(My parish magazine item for September)
Last month
in these pages I said something about the Disney film, Frozen. This month I want to try to have at some similar ideas in a
more general or abstract way – analytically or philosophically, we might say,
if we were feeling pretentious! Sorry if it feels as if I’ve swallowed a
dictionary. Please do feel free to go and do something else instead!
As with
last time, I owe some of these ideas to a short talk given in the UK by New
York pastor and author, The Revd Dr Timothy Keller, and he no doubt got them
from someone else.
The
stories that we tell, Frozen
included, represent a kind of worldview, that is, a way of describing and
understanding reality and seeking to make sense of life. Indeed, the best
stories suggest a way to live.
One
dominant worldview today is called Postmodernism. That worldview is a distrust
of worldviews, a questioning of the confident scientific pronouncements of
Modernism, for example. Or to put it differently, it is a turn away from
metanarratives or big stories. There is not The Truth perhaps handed down from
heaven or from the University, but many truths, your truth and mine. We have to
find our own truths, Man.
Allied to
this is the Frozen worldview which
could be labelled “Expressive Individualism”. This is one of the main stories
that we tell ourselves in the 21st Century West. The quest here is
to find out who you really are and to be yourself, express yourself. You will
only be happy, you will only be “good” and fulfilled, we are told, if you live
authentically. Look within. We might sometimes say to the kids, “You can be
whoever you want to be, do whatever you really want to do.” Is that true?
This
raises all sorts of questions about the self. Do we decide who to be or do we
discover who we are? Can we change? Should we want to be someone else?
We tend to
trumpet freedom and even personal autonomy, but to what extent do these things
really exist? How much are we determined by our genes, our upbringing, our
society, our breakfast? What is freedom anyway? To some extent our
relationships make us. I am who I am as a person in community.
One of the
basic clashes between theistic world views such as Christianity and atheism is
around “given-ness”. Everyone accepts, or ought to, that there are some givens.
We are embodied, temporal “creatures” whether we like it or not. Sparing rapid
advances in technology, we are all going to die. But what status do we give to these givens? Does “is”
lead to “ought”? As the atheist might say, do we just make the best of it, as
best we can, in this meaningless universe, or is the given reality (at least to
some extent) good? Should we try to live according to the grain of the universe
or be damned to it and do what we like?
When we reflect further on this question of
given-ness it has profound implications. For example, is my life mine to do
with as I please, or do I belong to God? For the Christian, that one question
shows that suicide is never right. Or take the issues around sexuality.
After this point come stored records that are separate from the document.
PR #4379, opened 2016-10-31
Delete flycheck-google-cpplint

lunaryorn:
There's no one in Flycheck who still maintains this extensions; it hasn't been touched since years.

I'll move it out of Flycheck org into my account for archiving purpose in case someone's still interested, but if none steps up I'll eventually make it private to avoid the hassle of having yet another public repo in my account that I don't care for.  

@tarsius Iirc you're maintaining the emacs-mirror.  Do you per chance also have a place for repos that aren't maintained anymore?

/cc @cpitclaudel

### DIFF
--- a/recipes/flycheck-google-cpplint
+++ b/recipes/flycheck-google-cpplint
@@ -1,1 +1,0 @@
-(flycheck-google-cpplint :repo "flycheck/flycheck-google-cpplint" :fetcher github)


tarsius:
> Do you per chance also have a place for repos that aren't maintained anymore?

Yes, the [Emacs**attic**](https://github.com/emacsattic). Quoting from the [Emacsmirror homepage](https://emacsmirror.net):

> If a package’s upstream disappears, then a copy remains available on the mirror. Once its upstream has disappeared a package is usually moved from the Emacsmirror to the Emacsattic, where it is no longer updated.

There's also an Emacsorphanage:

> If other mirrored packages still depend on a package whose upstream has disappeared or no longer maintains the package, then it is copied to the Emacsorphanage. The Emacsmirror then mirrors that repository from the orphanage. The orphanage repository serves as a temporary home until someone volunteers to take over as maintainer. While a package is in the orphanage, the maintainer of the Emacsmirror makes an effort to merge pull requests from users.

---

I plan to wait for @purcell to remove this and `frame-restore` from Melpa, and then I will move these packages from the mirror to the attic too.

tarsius:
By the way, I very much appreciate it when maintainers explicitly deprecate their old packages as you do here. There are so many packages now, it really helps knowing which of those one does not have to consider anymore when looking for cool new stuff.

lunaryorn:
@tarsius Thanks for the information, and for taking care of the emacsmirror 👍 

I presume what you said in your comment holds for #4380 as well?

tarsius:
@purcell I think this should be removed.

tarsius:
And so I have ;)

tarsius:
Ups, this is a pr, ah well, I created a new commit.

thekondr:
Hi guys,

I recently found out that this package is missing and I was very sad about it until I realised spacemacs allows to install packages directly from github.

I don't think that it is not maintained. Last commit was [less than one year ago](/flycheck/flycheck-google-cpplint/commit/a97c9ed05d3e7ecb28923f90c56b5fe518024abe). It just works fine enough to not require any new changes.

Hope you will bring it back :)

purcell:
@thekondr Please can you check in with the new Flycheck maintainers, perhaps by opening an issue on the upstream repo? If someone (them or you!) is happy to maintain that repo, then I'm happy to restore the recipe here.

jcs090218:
@purcell I am the new maintainer for this package now. Can you consider restore the package back to melpa? Thanks! :)

tarsius:
Link to the repository: https://github.com/flycheck/flycheck-google-cpplint.

tarsius:
Added it again.

jcs090218:
@tarsius Thank you! :)

PR #4380, opened 2016-10-31
Delete frame-restore

lunaryorn:
frame-restore is a kludge for a missing feature in Emacs 24.3 and earlier.  Since Emacs 24.4 the built-in Desktop Mode can restore frames in a much better and more powerful way than this package.

As such, I'm not maintaining frame-restore.el anymore since I've got no intention of ever using Emacs 24.3 again 8)

I've anyone wants to take the package fine with me, but if no one steps up I'll be making the repository private at some point and eventually delete it.

@tarsius I guess you're mirroring the repo anyway so that would do no harm would it?

### DIFF
--- a/recipes/frame-restore
+++ b/recipes/frame-restore
@@ -1,1 +1,0 @@
-(frame-restore :repo "lunaryorn/frame-restore.el" :fetcher github)


purcell:
I include it in my emacs config as a fallback for older Emacs versions, but I’d be equally happy to drop it, I guess.

lunaryorn:
@purcell Oh, didn't know that.  In that case I'm fine with keeping it, though I'd like to get it out of my Github account to be honest :blush:

purcell:
Thing is, I don’t know if anybody even uses that, and recently I’m feeling a bit more inclined to just ensure graceful degradation in old emacs versions rather than trying to selectively switch between old and new functionality.

lunaryorn:
@purcell So I understand that you actually rather prefer to remove it than to keep it?

purcell:
Yep, and now I've removed it in my config, so I've simply gone ahead and merged this. :-)

lunaryorn:
@purcell Thank you very much.

@tarsius Can I just delete my repository and the mirror will keep up, or do you need to take some action first?

tarsius:
@lunaryorn No need to wait for me.

lunaryorn:
@tarsius Thank you very much. Great to know that the repository is mirrored for all that are still interested, your work on the emacsmirror is really awesome :+1: Thanks a lot!

lunaryorn:
@tarsius I've made the repo private, if there are any issues I can quickly make it public again.

If nothing bad happens I'll hard-delete the repo by the end of next week.

PR #4381, opened 2016-10-31
add dante

jyp:

Emacs mode for Interactive Haskell

[[http://stable.melpa.org/packages/dante-badge.svg]]

Dante is a fork of Intero mode. It steals many good ideas from Intero,
it aims for light weightedness. Dante has no dependency on "Stack" nor
on any custom Haskell code. Dante's Emacs code is about half as long
as that of Intero. Flychecking is optional (yet recommended).

https://github.com/jyp/dante

**None needed**

### Checklist

### DIFF
--- a/recipes/dante
+++ b/recipes/dante
@@ -1,0 +1,3 @@
+(dante :repo "jyp/dante"
+       :fetcher github
+       :files ("dante.el"))
--- a/recipes/dante
+++ b/recipes/dante
@@ -1,3 +1,2 @@
 (dante :repo "jyp/dante"
-       :fetcher github
-       :files ("dante.el"))
+       :fetcher github)


syohex:
- Please do not global functions/variables/macros which don't start with package prefix. In this case, `cps-bind` and `cps-let` for name conflict.
- This package requires haskell-mode however it does not load haskell-mode.

jyp:
I have fixed those two problems in dante/master. Thanks for pointing them out!

purcell:
Thanks - this is really interesting!

Quick feedback from me:
- The `:files` spec is not necessary here, and should be omitted from the recipe. The README covers this a little.
- You've got a package description in the header, but it should be in the `Commentary:` section of the header so it can be parsed out by the various tools (including ours) which expect standard elisp boilerplate formatting.
- The keybindings you're using are reserved for major modes, as per the [elisp manual](https://www.gnu.org/software/emacs/manual/html_node/elisp/Key-Binding-Conventions.html). Are they "borrowed" from `intero`?
- `(flycheck-select-checker 'haskell-ghc)` should probably be replaced with code that simply triggers `flycheck` to re-select the default checker itself, in case that would not be `haskell-ghc` given the user's config.

jyp:
Thanks for all the good points. Regarding the keybindings: I've changed them to fit the convention (as far as I understand).

Yet, to answer your question: indeed, Intero steals keybindings of the form C-c C-<letter>. There is a long tradition of doing so in interactive "layers" over the (major) Haskell mode. Perhaps the Haskell major mode should officialize the tradition (maybe it does already).

purcell:
> Yet, to answer your question: indeed, Intero steals keybindings of the form C-c C-letter. There is a long tradition of doing so in interactive "layers" over the (major) Haskell mode. Perhaps the Haskell major mode should officialize the tradition (maybe it does already).

Yeah, I think haskell mode and its extensions have been a bit of a "Wild West" for some time! :-)  I'm keen to try `dante` out myself, as a mostly-satisfied `intero` user. I'd love to know (or be able to read about) the differences between the two: presumably `intero` is able to do a bunch of stuff which `dante` can't.

jyp:
@purcell : Intero is "stack only", which is a no-go for me. Dante will work with any GHCi.
Additionally, Dante:
* supports xref-find-definitions / xref-find-references
* has a different approach to Haskell evaluation
* does not support eldoc nor hoogle

purcell:
Cool - thanks for the notes. You should put those in the README too. :-)

PR #4386, opened 2016-11-02
Add textx-mode

novakboskov:

Basic support for editing [TextX](https://github.com/igordejanovic/textX) files.

https://github.com/novakboskov/textx-mode

I am maintainer.

**None needed**

### Checklist

### DIFF
--- a/recipes/textx-mode
+++ b/recipes/textx-mode
@@ -1,0 +1,1 @@
+(textx-mode :fetcher github :repo "novakboskov/textx-mode")


syohex:
This package requires Emacs 25.1 or higher versions. However it looks Emacs 24.3 can work. Which features requires Emacs 25.1 ?

novakboskov:
@syohex It doesn't require any "special power" or Emacs 25.1. The sole reason I declared that version is that I've tested it only against that version because it is one which I'm currently using. Should I change that to 24.3?

syohex:
> Should I change that to 24.3?

Yes if you possible. Because many people still use older version Emacs(Some Linux distribution like ubuntu does not provide Emacs 25.1 yet).

novakboskov:
@syohex OK, changed.

purcell:
Thanks. Quick feedback:
- You should include a `defgroup` form to declare the `textx` group
- `define-derived-mode` will generate the mode map and hook vars, so you don't need to declare those yourself
- `font-lock-defaults` is always buffer-local, so `setq` is sufficient, rather than `setq-local`

novakboskov:
@purcell Thank you. :)
I did it that way in the latest commit.

syohex:
Thanks. Merged.

PR #4387, opened 2016-11-02
Add recipe for rjsx-mode

felipeochoa:

This mode implements a JSX parser according to the spec [here](https://facebook.github.io/jsx/). When enabled, it plugs the JSX parser into js2-mode's own parser to build the JSX AST. Currently the mode handles syntax checking and highlighting, and when you use js2-jsx-mode (bundled with j2-mode), also indentation.

https://github.com/felipeochoa/rjsx-mode

I'm the author of the package

**None needed**

### Checklist

### DIFF
--- a/recipes/rjsx-mode
+++ b/recipes/rjsx-mode
@@ -1,0 +1,4 @@
+(rjsx-mode
+ :fetcher github
+ :repo "felipeochoa/rjsx-mode")
+ 


felipeochoa:
There are unfortunately a series of "Messages should start with a capital letter" flycheck warnings, which are due to `rjsx-mode` following the style of `js2-mode` (whose message/error reporting this package uses). Other than that, there are no compiler warnings and the package builds on my Windows machine as well as Travis!

purcell:
Thanks! `"Real support for JSX in Emacs"` should simply be `"Support for JSX."`. Elisp code is always for things in Emacs!

Looks good otherwise. I think it would be appropriate here to include an autoloaded form which adds an entry to `auto-mode-alist`, since I don't think there are any other packages which aim to support `.jsx` files.

felipeochoa:
Ok will do. Your suggestion has made me realize that I should probably require `js2` to be loaded when `rjsx` is loaded, or at least warn the user if not. Is there a standard practice for minor modes that only work with certain major modes?

For the `.jsx` `auto-mode-alist` entry, is that just a comment like the following?
```elisp
;;;###autoload (add-to-list 'auto-mode-alist '("\\.jsx\\'" . rjsx-mode))
```

purcell:
Hmmm, I see. Maybe this should actually be a major mode, with `js2-mode` as the parent mode? Feels like it -- and that was why I suggested the `auto-mode-alist` entry.

felipeochoa:
Ok -- it's now a major mode and has the auto-mode-alist cookie. The `defgroup` comment is also updated. Let me know if you have any other thoughts!

purcell:
Looks good - merging now.

BTW, you can switch
```
;;;###autoload (add-to-list 'auto-mode-alist '("\\.jsx\\'" . rjsx-mode))
```
to
```
;;;###autoload
(add-to-list 'auto-mode-alist '("\\.jsx\\'" . rjsx-mode))
```

PR #4388, opened 2016-11-03
Add tile recipe

IvanMalison:
Summary: tile provides a way to interactively cycle through pre-defined custom layout definitions à la XMonad
Repository: https://github.com/IvanMalison/tile

### DIFF
--- a/recipes/tile
+++ b/recipes/tile
@@ -1,0 +1,2 @@
+(tile :repo "IvanMalison/tile"
+      :fetcher github)


purcell:
Thanks -- this is very cool!

The `Commentary` section talks about `multi-line`, so I presume you've just pasted it in from elsewhere. Proper docs about how to customise the package will be essential for users, and that's really not obvious by looking at the code. Is there anything you can do which would allow at least some basic customisation using the `customize` system? e.g. `tile-strategies` could be a `defcustom` at least.

IvanMalison:
> Is there anything you can do which would allow at least some basic customisation using the customize system?

I thought about doing this, but the thing is that anything offered through customize is going to be a bit stunted as far as the amount of customization it will offer. I must admit that I've never really used customize myself and I'm not an expert in its use. My main concern with this case is that it would require the specification of entire lists of customized entries -- there's not really a good way to allow a user to enable or disable specific layouts.

I suppose that there are ways that I could restructure things specifically for defcustom that would allow customize variables that specifically toggle certain layouts, but this might be to the detriment of the code quality...

IvanMalison:
Okay, I came up with something that allows the toggling of specific layouts.

I'd be curious to know what you think about the defaults I chose. Wasn't sure how to choose those.

purcell:
Yeah, not sure if that's necessarily better: I guess the order of the strategies is something the user should also be able to easily customise. My thought was that if the user could define the order of strategies - and even new strategy definitions - using plain data in one or more custom variables, then that would be the best experience for most users: a `setq` or two and they'd be done.

In any case, I'll go ahead and merge this now. :-)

To what
extent is our sexual life given or self-determined? And however I might have
been born, what status might those desires have? Should I seek to fulfil all
the desires I have, or can some desires be disordered? Are there any God-given
standards to which I ought to conform?
Big
questions. It won’t surprise you to hear that the Rector thinks the Christian
faith has convincing answers to them. Not that mystery and struggle don’t
remain, but that we can really know something of who we are and why we are here
and where we are going in Jesus Christ, the True Human Being who entered our
story and redeemed it. He is The Way, The Truth and The Life. We find our true
and proper self in him and we seek to express his inestimable praise. That is
real human flourishing. That is the true story.